BY KAREN MATLAND, CPA, CTFA
Effective for tax year 2010, there is an expanded opportunity to convert traditional IRA or certain other retirement plan assets to Roth IRA assets as provided for in the Tax Increase Prevention and Reconciliation Act (TIPRA) of 2005.
While this opportunity may not be appropriate for everyone, some taxpayers should review the changes and have a discussion with their Tax Advisor to assess the effects of converting all or some of their IRA assets.

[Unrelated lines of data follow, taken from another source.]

PR #803, opened 2022-08-22
Baseline method for resampling p(x[dummy] | x[anchor])

maxentile:
- [x] Add a "brute-force" method for resampling the coordinates of dummy atoms, conditioned on the coordinates of anchor atoms
- [x] Add a basic test (asserting that only the expected set of updated atom idxs are updated)
- [ ] TBD[current PR]: think of + add a more stringent test
- [ ] TBD[later PR]: apply performance optimizations (rather than use the whole intramolecular `U_fn` with some coords frozen, construct and use a cheaper `U_fn` using information from `timemachine.fe.single_topology_v3.find_dummy_groups_and_anchors`)

----------------------

Illustration:

For the methane -> fluoromethane example in the test (with a single dummy atom at each endstate), the resampled atoms flap around as expected in each endstate:

image


timemachine/fe/utils.py
```diff
@@ -402,3 +409,62 @@ def delta_U(from_idx, to_idx):
...
+
+
+def minimize_energy(U_fxn, x0, verbose=True):
+    """using L-BFGS"""
+
+    fun = wrap_for_scipy_optimize(U_fxn, x0)
+    res = minimize(fun, x0.flatten(), jac=True, method="L-BFGS-B")
+    if verbose:
+        print(res)
+    return res.x.reshape(x0.shape)
```
maxentile, line 433: Introduces duplication with https://github.com/proteneer/timemachine/blob/df26704fdd7e5c67abf391348d37ce8c91753ea6/timemachine/fe/system.py#L14-L34 -- should merge

timemachine/fe/utils.py
```diff
@@ -402,3 +409,62 @@ def delta_U(from_idx, to_idx):
...
+    friction = 1
+    n_steps = 1_000
+
+    force = jit(lambda x_subset: -grad(U_subset)(x_subset))
+    intg = LangevinIntegrator(force, masses, temperature=temperature, dt=dt, friction=friction)
+
+    v0_subset = np.random.randn(*x0_subset.shape) * np.sqrt(BOLTZ * temperature / masses[:, np.newaxis])
+    assert v0_subset.shape == x0_subset.shape
+
+    xs, _ = intg.multiple_steps(x0_subset, v0_subset, n_steps)
```
maxentile, line 466: Possibly replace with call to `timemachine.fe.system.simulate_system` https://github.com/proteneer/timemachine/blob/df26704fdd7e5c67abf391348d37ce8c91753ea6/timemachine/fe/system.py#L37

timemachine/fe/utils.py
```diff
@@ -402,3 +409,62 @@ def delta_U(from_idx, to_idx):
...
+
+    # return final state of MD trajectory
+    # TODO[decision]: return just one sample? or return a collection of samples?
+    return x0.at[selection_mask].set(xs[-1])
```
maxentile, line 470: Usage: should this be hard-coded to return 1 sample, or should the number of samples returned be controlled by an argument `n_samples`?

(I restricted this assuming we would only ever need to look at 1 sample from this function, but maybe there are cases where > 1 sample would be useful...)

timemachine/fe/utils.py
```diff
@@ -250,3 +257,62 @@ def delta_U(from_idx, to_idx):
...
+    x0 = jnp.array(x0)
+    x0_subset = x0[selection_mask]
+
+    # prepare energy function defined on selected atoms only
+    def U_subset(x_subset):
+        return U(x0.at[selection_mask].set(x_subset))
+
+    # optionally minimize
+    if minimize_first:
+        x0_subset = minimize_energy(jit(U_subset), x0_subset)
```
maxentile, line 299: May be superseded by https://github.com/proteneer/timemachine/pull/821/files#diff-bb2d19446b7ea37b639b8b5a06a398d7be930ad81e47d67e143e2da183f07e1cR325-R343

PR #804, opened 2022-08-24
Move hif2a_nowater_min.pdb to testsystems

jkausrelay:
- Move hif2a_nowater_min.pdb to testsystems
- Use resources to find pdb path instead of manual path manipulation


mcwitt (approved):
LGTM

PR #806, opened 2022-08-25
Local MD: No interaction group

### LINKED ISSUE #792: Move processing of integrator parameters into C++
Move the pre-processing of the integrator parameters to the C++.

Should also attempt to clarify the names

_Originally posted by @maxentile in https://github.com/proteneer/timemachine/pull/789#discussion_r942600565_

badisa:
- Adds Local MD
- Resolves #792 
- Other minor aesthetic changes 

Currently this is implemented without the Interaction group. The logic becomes more complex as you have to construct a bound potential in C++ from the existing and potentially nested Nonbonded object. In initial pass it didn't behave, and will leave to another PR. 

Benchmarks
image


timemachine/cpp/src/bound_potential.cu
```diff
@@ -37,9 +37,9 @@ void BoundPotential::execute_host(
     gpuErrchk(cudaMemset(d_du_dl.data, 0, d_du_dl.size));
     gpuErrchk(cudaMemset(d_u.data, 0, d_u.size));
 
-    this->execute_device(
-        N, d_x.data, d_box.data, lambda, d_du_dx.data, nullptr, d_du_dl.data, d_u.data, static_cast<cudaStream_t>(0));
-
+    cudaStream_t stream = static_cast<cudaStream_t>(0);
+    this->execute_device(N, d_x.data, d_box.data, lambda, d_du_dx.data, nullptr, d_du_dl.data, d_u.data, stream);
+    gpuErrchk(cudaStreamSynchronize(stream));
```
badisa, line 42: If we want to use streams more fully we should be more explicit. Not all streams sync with the default stream which can cause unexpected behavior.

This was added as the error for the execute device popped up in the copy line due to an implicit sync.

timemachine/cpp/src/bound_potential.cu
```diff
@@ -37,14 +37,30 @@ void BoundPotential::execute_host(
...
     d_du_dx.copy_to(h_du_dx);
     d_du_dl.copy_to(h_du_dl);
     d_u.copy_to(h_u);
 };
 
+void BoundPotential::set_params_device(
+    const std::vector<int> device_shape, const double *d_new_params, const cudaStream_t stream) {
```
mcwitt, line 49: nit: could this take a `DeviceBuffer<double>` instead of the raw buffer?
```suggestion
    const std::vector<int> device_shape, const DeviceBuffer<double> &new_params, const cudaStream_t stream) {
```

mcwitt: Would `new_shape` be a more descriptive name than `device_shape`?

timemachine/cpp/src/bound_potential.cu
```diff
@@ -37,14 +37,30 @@ void BoundPotential::execute_host(
...
+    int updated_size = 1;
+    for (auto s : device_shape) {
+        updated_size *= s;
+    }
+    if (updated_size > 0) {
+        if (updated_size > this->size()) {
+            d_p.reset(new DeviceBuffer<double>(updated_size));
+        }
+        gpuErrchk(cudaMemcpyAsync(
+            d_p->data, d_new_params, updated_size * sizeof(*d_p->data), cudaMemcpyDeviceToDevice, stream));
```
mcwitt, line 59: If the argument is changed to a DeviceBuffer, this could be
```suggestion
            d_p->data, new_params.data, new_params.size, cudaMemcpyDeviceToDevice, stream));
```

timemachine/cpp/src/constants.hpp
```diff
@@ -0,0 +1,3 @@
+
+static const double BOLTZ = 0.008314462618;
+static const double AVOGADRO = 6.0221367e23;
```
mcwitt, line 3: 👍

timemachine/cpp/src/context.cu
```diff
@@ -50,6 +64,342 @@ Context::~Context() {
...
+               nb_pot) {
+        return nb_pot->get_cutoff();
+    } else if (std::shared_ptr<NonbondedAllPairs<double, false>> nb_pot =
+                   std::dynamic_pointer_cast<NonbondedAllPairs<double, false>>(pot);
+               nb_pot) {
+        return nb_pot->get_cutoff();
+    } else {
+        throw std::runtime_error("Unable to cast potential to NonbondedAllPairs");
+    }
+}
```
mcwitt, line 87: nit: It feels cleaner to me to split this into 2 pieces:
1. Potential -> Optional[NonbondedAllPairs]
2. NonbondedAllPairs -> cutoff

mcwitt: That this is necessary makes me want to consider moving `local_md` into a subclass of Context with sigature like (Python pseudocode):
```
LocalMDContext(nonbonded: NonbondedAllPairs, others: List[Potential], ...)
```

timemachine/cpp/src/context.cu
```diff
@@ -50,6 +64,342 @@ Context::~Context() {
...
+               nb_pot) {
+        nb_pot->set_atom_idxs_device(num_idxs, d_idxs, stream);
+    } else if (std::shared_ptr<NonbondedAllPairs<double, false>> nb_pot =
+                   std::dynamic_pointer_cast<NonbondedAllPairs<double, false>>(pot);
+               nb_pot) {
+        nb_pot->set_atom_idxs_device(num_idxs, d_idxs, stream);
+    } else {
+        throw std::runtime_error("unable to cast potential to NonbondedAllPairs");
+    }
+}
```
mcwitt, line 131: That this verbose casting and error checking is necessary makes me want to consider moving `local_md` into a subclass of Context with sigature like (Python pseudocode):
```
LocalMDContext(nonbonded: NonbondedAllPairs, others: List[Potential], ...)
```

timemachine/cpp/src/context.cu
```diff
@@ -50,6 +64,342 @@ Context::~Context() {
...
+
+void Context::_assert_temperature_matches(const double temperature) {
```
mcwitt, line 133: nit: name sounds general, but this is specific to local MD?

timemachine/cpp/src/device_buffer.cu
```diff
@@ -4,34 +4,60 @@
...
+        gpuErrchk(cudaMallocHost(&buffer, length * sizeof(T)));
+    } else {
+        gpuErrchk(cudaMalloc(&buffer, length * sizeof(T)));
+    }
     return buffer;
 }
 
-template <typename T>
-DeviceBuffer<T>::DeviceBuffer(const std::size_t length) : size(length * sizeof(T)), data(allocate<T>(length)) {}
+template <typename T, bool PINNED>
```
mcwitt, line 20: It seems like it might be cleaner to introduce a separate class for pinned buffers, since the implementations seem almost entirely disjoint?

timemachine/cpp/src/gpu_utils.cu
```diff
@@ -1,5 +1,13 @@
 #include "gpu_utils.cuh"
 
+int round_up_even(int count) {
+    if (count % 2 == 1) {
+        return count += 1;
+    } else {
+        return count;
+    }
```
mcwitt, line 8: nit: simplify (also I think `+=` is a typo?)
```suggestion
    return count + (count % 2)
```

timemachine/cpp/src/kernels/k_indices.cu
```diff
@@ -0,0 +1,38 @@
+#include "k_indices.cuh"
+
+// Takes a source and destination array. Assumes K <= N with values in the src are less than or equal
+// to K. The value of the src is used as the indice and the value in the destination array. Allows combining
+// a series of indices to get a unique set of values.
```
mcwitt, line 5: Might be worth documenting with equivalent numpy code. I think it'd be something like `dst[src] = src` in this case?

mcwitt (commented):
Looking good so far! Just took a high-level initial pass; will spend more time early next week on understanding the algorithmic changes

tests/test_md.py
```diff
@@ -354,7 +357,114 @@ def compute_reference_values():
...
+        ctxt = custom_ops.Context(coords, v0, box, intg_impl, bps * 2)
+        with pytest.raises(RuntimeError) as e:
+            ctxt.local_md(np.zeros(100), local_idxs, radius=radius, temperature=200.0)
+        assert "Local MD temperature didn't match Thermostat's temperature." == str(e.value)
+
+        # Construct context with no potentials, local MD should fail.
+        ctxt = custom_ops.Context(coords, v0, box, intg_impl, [])
+        with pytest.raises(RuntimeError) as e:
+            ctxt.local_md(np.zeros(100), local_idxs, radius=radius)
+        assert "unable to find a NonbondedAllPairs potential" == str(e.value)
```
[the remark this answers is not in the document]
badisa: I took this approach as it puts less burden on the user to track potentials, which I don't find trivial especially since we combined `NonbondedAllPairs` and `NonbondedPairList` in python using a `NonbondedImplWrapper`. This also seems easily testable, so don't see much risk in this approach, but subclass is doable.

tests/test_velocity_verlet_integrator.py
```diff
@@ -184,3 +185,25 @@ def test_initialization_and_finalization():
...
+
+    mol_a = rfe.mol_a
+
+    local_idxs = np.arange(len(coords) - mol_a.GetNumAtoms(), len(coords), dtype=np.uint32)
+
+    intg_impl, ctxt = setup_velocity_verlet(bound_potentials, coords, solvent_box, dt, masses)  # noqa
+
+    n_steps = 10
+
+    ctxt.local_md(np.ones(n_steps), local_idxs, temperature=100)
```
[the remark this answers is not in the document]
badisa: Will add comment, was just to test a value that wasn't the default in the case that the integrator is not a thermostat.

timemachine/cpp/src/bound_potential.cu
badisa: Right now our convention is that the `_device` methods take raw pointers. Not sure I would want to change it anyways in the case that you have say a slice of a DeviceBuffer.

timemachine/cpp/src/context.cu
badisa: Right now it is specific to local MD. But in any case where MD moves are dependent on temperature, we will want to verify that the thermostat agrees. Could rename in the mean time.

timemachine/cpp/src/device_buffer.cu
badisa: Will do

timemachine/cpp/src/context.hpp
```diff
@@ -34,6 +34,15 @@ class Context {
         int store_u_interval,
         int store_x_interval);
 
+    std::array<std::vector<double>, 2> local_md(
```
mcwitt, line 37: For naming consistency with the global MD methods, could this be called `multiple_steps_local` or similar?

timemachine/cpp/src/context.cu
badisa: As far as I understand templates, there is not generic NonbondedAllPairs type. It needs an explicit template values for the return return in 1) and the passed in value for 2). I have looked around, but might have missed it.

timemachine/cpp/src/context.cu
badisa: Refer to https://github.com/proteneer/timemachine/pull/806#discussion_r957379690

timemachine/cpp/src/context.hpp
badisa: Done in [574268f](https://github.com/proteneer/timemachine/pull/806/commits/574268fd50e5ae48be677b1522d637a33284bfba)

timemachine/cpp/src/gpu_utils.cu
badisa: Done in [30e42fa](https://github.com/proteneer/timemachine/pull/806/commits/30e42fa1ea70ae75a9506120bdc19a1bb2bc5f6b)

tests/test_md.py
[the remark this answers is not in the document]
mcwitt: > which I don't find trivial especially since we combined NonbondedAllPairs and NonbondedPairList in python using a NonbondedImplWrapper

Ah, good point that the user may not be aware of the `NonbondedAllPairs` behind the scenes if they're using `Nonbonded`. So maybe it'd make sense for `LocalMDContext` to accept either `Nonbonded` or `NonbondedAllPairs` as a separate argument? In any case, I don't mean for this to be a blocker. Maybe we can revisit during the next deboggling week?

timemachine/cpp/src/context.cu
mcwitt: Makes sense; the suggestion seems awkward to implement after some more thought.

badisa:
Closing this to avoid distraction, as other issues are more pressing..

Traditional IRAs have been in existence since the mid-1970s and have provided taxpayers with a vehicle to set aside retirement funds in a tax-deferred account. Contributions to them could be either deductible or non-deductible, and distributions could be partially or fully taxable. Roth IRAs were introduced in 1998, and although their contributions were never deductible, their qualified distributions including tax deferred earnings were never taxable.
Traditional IRA owners are required to take annual distributions after they reach age 70½, Roth IRA owners are not. Although both Traditional and Roth IRAs are considered taxable estate assets, distributions to Roth IRA beneficial owners are generally tax free.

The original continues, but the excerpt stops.